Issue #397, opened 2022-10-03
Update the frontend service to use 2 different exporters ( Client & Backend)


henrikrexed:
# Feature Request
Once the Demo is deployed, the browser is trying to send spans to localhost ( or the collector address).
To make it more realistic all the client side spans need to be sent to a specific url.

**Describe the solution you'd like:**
━━━━━━
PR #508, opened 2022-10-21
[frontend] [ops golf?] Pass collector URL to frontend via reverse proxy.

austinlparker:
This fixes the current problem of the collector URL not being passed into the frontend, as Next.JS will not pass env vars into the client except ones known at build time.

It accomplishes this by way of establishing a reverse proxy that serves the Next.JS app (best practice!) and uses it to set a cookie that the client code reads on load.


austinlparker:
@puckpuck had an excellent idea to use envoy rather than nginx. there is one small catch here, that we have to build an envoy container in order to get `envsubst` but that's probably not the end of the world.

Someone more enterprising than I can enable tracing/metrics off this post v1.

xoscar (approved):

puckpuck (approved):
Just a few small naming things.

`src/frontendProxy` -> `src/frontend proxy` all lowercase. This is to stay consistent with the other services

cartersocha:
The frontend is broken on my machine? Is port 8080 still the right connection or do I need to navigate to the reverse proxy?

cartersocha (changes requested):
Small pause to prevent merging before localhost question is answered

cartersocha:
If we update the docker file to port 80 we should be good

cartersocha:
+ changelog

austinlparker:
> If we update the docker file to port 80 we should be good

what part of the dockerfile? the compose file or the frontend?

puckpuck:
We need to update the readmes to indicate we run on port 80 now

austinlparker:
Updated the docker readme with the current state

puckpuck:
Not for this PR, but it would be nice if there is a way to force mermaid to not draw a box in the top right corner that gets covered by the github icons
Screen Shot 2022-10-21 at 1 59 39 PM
━━━━━━
» EXERCISE OBJECTIVE
In the listing above, find the line containing "Update the frontend" and the line containing "solution you'd like:**", then quote both, plus every line between them, exactly as written.

» PROBLEM SOLUTION
Update the frontend service to use 2 different exporters ( Client & Backend)


henrikrexed:
# Feature Request
Once the Demo is deployed, the browser is trying to send spans to localhost ( or the collector address).
To make it more realistic all the client side spans need to be sent to a specific url.

**Describe the solution you'd like:**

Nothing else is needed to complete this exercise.